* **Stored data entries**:
***

PR #1635, opened 2025-01-29
Add boilerplate code

jainapurva:
* #1636
* __->__ #1635


torchao/utils.py
```diff
@@ -573,6 +585,58 @@ def _get_to_kwargs(self, *args, **kwargs):
...
+        if not hasattr(self, "_layout"):
+            return None
+        return self._layout
+
+
+implements = TorchAOBaseTensor.implements
+aten = torch.ops.aten
+
+
+@implements(aten.detach.default)
```
jerryzh168, line 613: one thing here is what would happen when a tensor subclasses TorchAOBaseTensor and tried to overwrite these functions, to allow child tensor classes to overwrite these functions I think we'd have to copy the table https://github.com/pytorch/ao/blob/7b0d2ce50baaa2a137eb9d438a076544c43096a3/torchao/utils.py#L402 when we detect a new child class is created, e.g.

```
def _implements(cls, aten_ops_or_torch_fns):
    # making sure we are querying the attribute from current class, not parent
    # please check if this works
    if "_ATEN_OP_OR_TORCH_FN_TABLE" not in dir(cls):
         # copy the table from parent

def _dispatch__torch_function__(cls, func, types, args=(), kwargs=None):
    # making sure we are querying the attribute from current class, not parent
    # please check if this works
    if "_ATEN_OP_OR_TORCH_FN_TABLE" not in dir(cls):
         # copy the table from parent if it exists
```

torchao/utils.py
```diff
@@ -512,9 +513,15 @@ def _get_tensor_impl_constructor(
...
 
+"""
+TensorAOBase subclass is a util tensor subclass that provides commonly used functions, and should be inherited to define a new tensor subclass
+"""
+
+
 class TorchAOBaseTensor(torch.Tensor):
     """A util tensor subclass that provides commonly used functions
-       new tensor subclass can inherit it to get all the utility functions
+       new tensor subclass can inherit it to get all the utility functions, and
```
vkuzo, line 523: what are the pros and cons of using inheritance here versus just having utility functions and tensors using what they need from utility functions, without inheritance?  It might be hard to come up with a `TorchAOBaseTensor` which is generic enough to truly handle all the important use cases in torchao.

jerryzh168: makes sense, we could have both I think

jainapurva: As per my understanding:
Option 1: We can move out all the util functions, and make an independent tensor-subclass (inheriting from torch.Tensor), then developer will have to define/inherit util functions.
Option 2: We can add the minimum needed util functions in TorchAOBaseTensor, so that it gives a base start to developer and build on top of it.

jerryzh168: depends on how much can be reused by other tensor subclasses I think, if the TorchAOBaseTensor is very small then it may not make sense to have it any more and it will not be useful for existing inference tensor subclasses. I feel it might be better to have both the current TorchAOBaseTensor and some utils that can be reused by other tensor subclasses as a starting point and then adapt based on use cases

torchao/utils.py
```diff
@@ -539,39 +567,45 @@ def _(func, types, args, kwargs):
...
+    ):
+        raise NotImplementedError("Subclasses must implement __tensor_unflatten__")
+
+    def __repr__(self):
+        raise NotImplementedError("Subclasses must implement __repr__")
+
+    def _apply_fn_to_data(self, fn):
+        raise NotImplementedError("Subclasses must implement _apply_fn_to_data")
 
-    def _get_to_kwargs(self, *args, **kwargs):
```
jerryzh168, line 556: this should be preserved I think, since it's called in child classes

jerryzh168 (approved):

***

* **What this task involves**: Work through the entries, filtering for the string "jainapurva", and copy each line that holds it.

* **Response box**:
jainapurva:
jainapurva: As per my understanding:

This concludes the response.